What's in a Name, or the Curious Drug called Topiramate
- Alexander Papp, MD
- Nov 29, 2020
- 3 min read
Updated: Mar 24
Topiramate (Topamax): More Than What It's Called!
Patients frequently ask their psychiatrist: “Why are you prescribing me an antidepressant for anxiety when I’m not depressed?” or “Why are you prescribing me an antipsychotic for depression?”
Their puzzlement is caused by the categorization of medications with clear-cut labels. It originated from the initial decades of pharmacotherapy, when there were few medications and little was known about their actions. Imipramine was for depression, Thorazine was for psychosis. No questions needed to be asked.
With the advances in pharmacology, more useful categorizations, such as “SSRI”, “dopamine-blocker”, have become widespread in the profession but have not become widely known in the general public. It is the duty of the prescriber to explain to the patient that there is much more to a medication than the old style categorizations.
Which brings me to the curious molecule called Topiramate (brand name in the US: Topamax).
What Is Topiramate (Topamax)? FDA Approvals and Mechanism of Action
Topiramate (brand name in the US: Topamax) was introduced in the late 1990s as a seizure medication (antiepileptic). Approximately a decade later it received a second FDA approval for migraine prevention. Scientifically, it is classified according to its primary mechanism: blocking sodium channels on nerve cells, which reduces abnormal electrical firing in the brain.
As several Several antiepileptic medications are also effective mood stabilizers (i.e. treat bipolar disorder), studies were conducted with Topiramate in that area as well. It has not been found to be as effective as others but can be used as a second-third line treatment. It has never obtained FDA-approval for that condition so "officially" it is not a mood stabilizer. "Unofficially" it is.

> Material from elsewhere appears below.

Issue #140, opened 2026-08-13
pam_oidc.so is built with no PAM entry points: the module cannot load, and every C-side fix is absent from the artifact


scttfrdmn:
`make build-pam` produces a `pam_oidc.so` that contains **none** of the six `pam_sm_*` entry points. PAM cannot load a module without them, so the module has never been functional in any released artifact. The build succeeds silently.

## Evidence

Topiramate and Weight Loss: When a Side Effect Becomes the Treatment
At this point I would like to introduce Sam (a fictionalized name, real person, case reported with permission).
I started seeing Sam in 2015 for a set of problems that included mood instability. He had gained a tremendous amount of weight on an "antipsychotic", aripiprazole (Abilify), which also works as a mood stabilizer. He weighed 370 pounds when I first saw him, and I suggested changing his mood stabilizer to Topiramate. Why Topiramate, if it is not a first line drug for that condition? Because in some people it leads to the loss of appetite, which is officially categorized as a side effect.
The loss of appetite is not complete, but it leads to the person stopping eating before reaching the amount of calories needed to maintain weight. Sam was lucky, he was one of those people who developed this side effect. He kept losing weight - 5 pounds here, 10 pounds there – and at last checking, in 2020, he was down to 238 pounds.
What Is a Medication, Really? Rethinking Drug Categories in Psychiatry
For Sam, Topiramate was an "appetite suppressant”, and we were using a side effect of the medication for treating a condition.
I used an “antiepileptic” as a mood stabilizer (an unofficial main effect) and as an "appetite suppressant" (deliberately utilizing a known side effect). For Sam, it was not an antiepileptic.
So, what is a medication? Scientifically, drugs are categorized according to their mechanism of action — in topiramate’s case, sodium channel blockade. Clinically, however, a medication is what you use it for. The label on the bottle tells you what the drug was first approved for. It does not tell you what it can do for you specifically — and that is a conversation worth having with your prescriber.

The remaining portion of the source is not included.